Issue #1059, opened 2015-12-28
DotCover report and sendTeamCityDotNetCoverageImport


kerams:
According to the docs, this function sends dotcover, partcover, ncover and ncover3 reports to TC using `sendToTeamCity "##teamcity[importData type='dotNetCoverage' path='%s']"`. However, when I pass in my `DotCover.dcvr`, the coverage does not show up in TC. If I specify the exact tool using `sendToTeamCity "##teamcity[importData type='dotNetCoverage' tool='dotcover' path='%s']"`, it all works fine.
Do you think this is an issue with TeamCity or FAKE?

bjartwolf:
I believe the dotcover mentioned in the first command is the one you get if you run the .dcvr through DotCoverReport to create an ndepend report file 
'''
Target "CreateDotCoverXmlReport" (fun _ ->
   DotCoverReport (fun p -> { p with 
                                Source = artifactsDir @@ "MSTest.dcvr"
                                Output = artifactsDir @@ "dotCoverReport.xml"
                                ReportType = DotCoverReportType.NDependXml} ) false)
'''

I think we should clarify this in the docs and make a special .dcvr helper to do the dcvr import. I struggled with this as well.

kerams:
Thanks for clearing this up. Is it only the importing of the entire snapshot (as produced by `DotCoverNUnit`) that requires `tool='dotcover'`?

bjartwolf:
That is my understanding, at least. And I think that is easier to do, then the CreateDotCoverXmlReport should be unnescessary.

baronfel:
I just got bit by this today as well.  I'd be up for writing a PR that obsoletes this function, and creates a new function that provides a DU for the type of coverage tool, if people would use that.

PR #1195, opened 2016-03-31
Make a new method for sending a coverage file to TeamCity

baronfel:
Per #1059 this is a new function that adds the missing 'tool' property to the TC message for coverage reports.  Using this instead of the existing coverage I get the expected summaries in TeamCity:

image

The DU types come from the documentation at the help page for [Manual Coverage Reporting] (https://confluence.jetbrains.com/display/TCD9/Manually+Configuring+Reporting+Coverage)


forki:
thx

···

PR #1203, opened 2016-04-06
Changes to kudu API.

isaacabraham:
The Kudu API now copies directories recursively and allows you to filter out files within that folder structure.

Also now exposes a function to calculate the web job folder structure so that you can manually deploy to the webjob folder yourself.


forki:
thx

···

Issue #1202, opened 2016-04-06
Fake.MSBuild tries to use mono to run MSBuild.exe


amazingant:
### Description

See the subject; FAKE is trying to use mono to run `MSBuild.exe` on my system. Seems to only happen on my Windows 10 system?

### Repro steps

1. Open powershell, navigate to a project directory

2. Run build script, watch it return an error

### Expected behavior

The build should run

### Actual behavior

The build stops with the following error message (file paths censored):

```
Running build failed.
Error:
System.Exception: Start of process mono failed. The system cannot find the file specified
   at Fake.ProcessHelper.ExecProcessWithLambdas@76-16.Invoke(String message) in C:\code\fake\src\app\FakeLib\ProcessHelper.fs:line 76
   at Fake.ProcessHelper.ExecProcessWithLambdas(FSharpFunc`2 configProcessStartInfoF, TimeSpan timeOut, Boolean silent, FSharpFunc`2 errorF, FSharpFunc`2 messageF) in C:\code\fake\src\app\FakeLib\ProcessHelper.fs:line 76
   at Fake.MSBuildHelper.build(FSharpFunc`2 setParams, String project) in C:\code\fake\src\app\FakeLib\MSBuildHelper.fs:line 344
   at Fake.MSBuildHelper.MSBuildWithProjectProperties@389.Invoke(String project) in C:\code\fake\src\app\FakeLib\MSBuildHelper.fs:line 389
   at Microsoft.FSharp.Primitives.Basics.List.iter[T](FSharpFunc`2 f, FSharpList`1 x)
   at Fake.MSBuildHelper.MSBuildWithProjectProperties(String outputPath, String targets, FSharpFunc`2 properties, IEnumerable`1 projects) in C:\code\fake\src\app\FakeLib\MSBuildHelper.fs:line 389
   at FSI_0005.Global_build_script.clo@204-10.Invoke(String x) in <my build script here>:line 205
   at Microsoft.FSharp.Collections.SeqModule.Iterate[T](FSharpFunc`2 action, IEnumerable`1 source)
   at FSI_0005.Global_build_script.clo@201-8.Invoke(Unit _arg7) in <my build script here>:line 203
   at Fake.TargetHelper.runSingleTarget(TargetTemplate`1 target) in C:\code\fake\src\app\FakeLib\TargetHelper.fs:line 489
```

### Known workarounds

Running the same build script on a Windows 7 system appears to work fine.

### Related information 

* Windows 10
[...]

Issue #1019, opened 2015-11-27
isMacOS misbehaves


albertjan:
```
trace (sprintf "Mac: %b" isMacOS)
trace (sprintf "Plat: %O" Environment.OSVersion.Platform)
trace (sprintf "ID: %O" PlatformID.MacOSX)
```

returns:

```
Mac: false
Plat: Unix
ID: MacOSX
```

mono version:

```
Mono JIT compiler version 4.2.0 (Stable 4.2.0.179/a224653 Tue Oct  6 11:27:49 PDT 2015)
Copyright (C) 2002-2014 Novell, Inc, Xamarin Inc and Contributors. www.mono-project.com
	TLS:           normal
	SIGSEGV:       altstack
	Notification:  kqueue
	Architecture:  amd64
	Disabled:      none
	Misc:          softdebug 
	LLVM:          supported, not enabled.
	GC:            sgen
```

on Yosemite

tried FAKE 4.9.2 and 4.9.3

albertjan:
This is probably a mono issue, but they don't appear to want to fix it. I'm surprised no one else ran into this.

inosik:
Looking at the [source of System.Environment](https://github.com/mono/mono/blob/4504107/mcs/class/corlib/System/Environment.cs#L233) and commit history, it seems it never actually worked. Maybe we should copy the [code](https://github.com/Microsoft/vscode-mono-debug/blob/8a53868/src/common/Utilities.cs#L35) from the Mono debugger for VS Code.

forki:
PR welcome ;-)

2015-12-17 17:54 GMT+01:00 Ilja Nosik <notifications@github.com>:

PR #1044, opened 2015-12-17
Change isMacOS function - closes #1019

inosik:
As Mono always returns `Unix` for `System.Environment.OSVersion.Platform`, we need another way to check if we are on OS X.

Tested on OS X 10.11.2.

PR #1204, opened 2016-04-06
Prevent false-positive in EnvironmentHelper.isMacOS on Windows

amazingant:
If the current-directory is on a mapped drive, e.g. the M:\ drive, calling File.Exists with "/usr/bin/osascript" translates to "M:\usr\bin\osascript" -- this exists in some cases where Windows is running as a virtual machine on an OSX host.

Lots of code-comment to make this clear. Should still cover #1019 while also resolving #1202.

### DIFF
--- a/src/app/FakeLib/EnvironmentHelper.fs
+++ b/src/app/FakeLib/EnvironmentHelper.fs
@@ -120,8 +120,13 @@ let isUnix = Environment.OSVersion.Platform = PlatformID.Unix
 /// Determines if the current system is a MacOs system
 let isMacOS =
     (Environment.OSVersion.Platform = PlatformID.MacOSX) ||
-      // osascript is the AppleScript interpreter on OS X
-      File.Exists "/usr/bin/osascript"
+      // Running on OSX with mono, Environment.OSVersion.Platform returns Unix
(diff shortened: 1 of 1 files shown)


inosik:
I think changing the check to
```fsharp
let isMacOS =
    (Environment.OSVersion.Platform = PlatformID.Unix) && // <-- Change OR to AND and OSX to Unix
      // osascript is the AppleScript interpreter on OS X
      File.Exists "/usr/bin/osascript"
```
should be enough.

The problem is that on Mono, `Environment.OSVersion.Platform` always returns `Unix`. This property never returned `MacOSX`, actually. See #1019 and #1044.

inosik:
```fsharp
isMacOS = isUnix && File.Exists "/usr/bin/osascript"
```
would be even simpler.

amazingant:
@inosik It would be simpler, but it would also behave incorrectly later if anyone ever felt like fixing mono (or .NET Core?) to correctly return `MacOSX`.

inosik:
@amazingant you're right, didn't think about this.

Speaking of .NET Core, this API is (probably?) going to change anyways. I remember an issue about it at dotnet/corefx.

···

- Work to complete: Go through the material above and output exactly the lines from the one containing "Do you think" through the one containing "DotCoverReport (fun p".

- Solution to this task:
Do you think this is an issue with TeamCity or FAKE?

bjartwolf:
I believe the dotcover mentioned in the first command is the one you get if you run the .dcvr through DotCoverReport to create an ndepend report file 
'''
Target "CreateDotCoverXmlReport" (fun _ ->
   DotCoverReport (fun p -> { p with 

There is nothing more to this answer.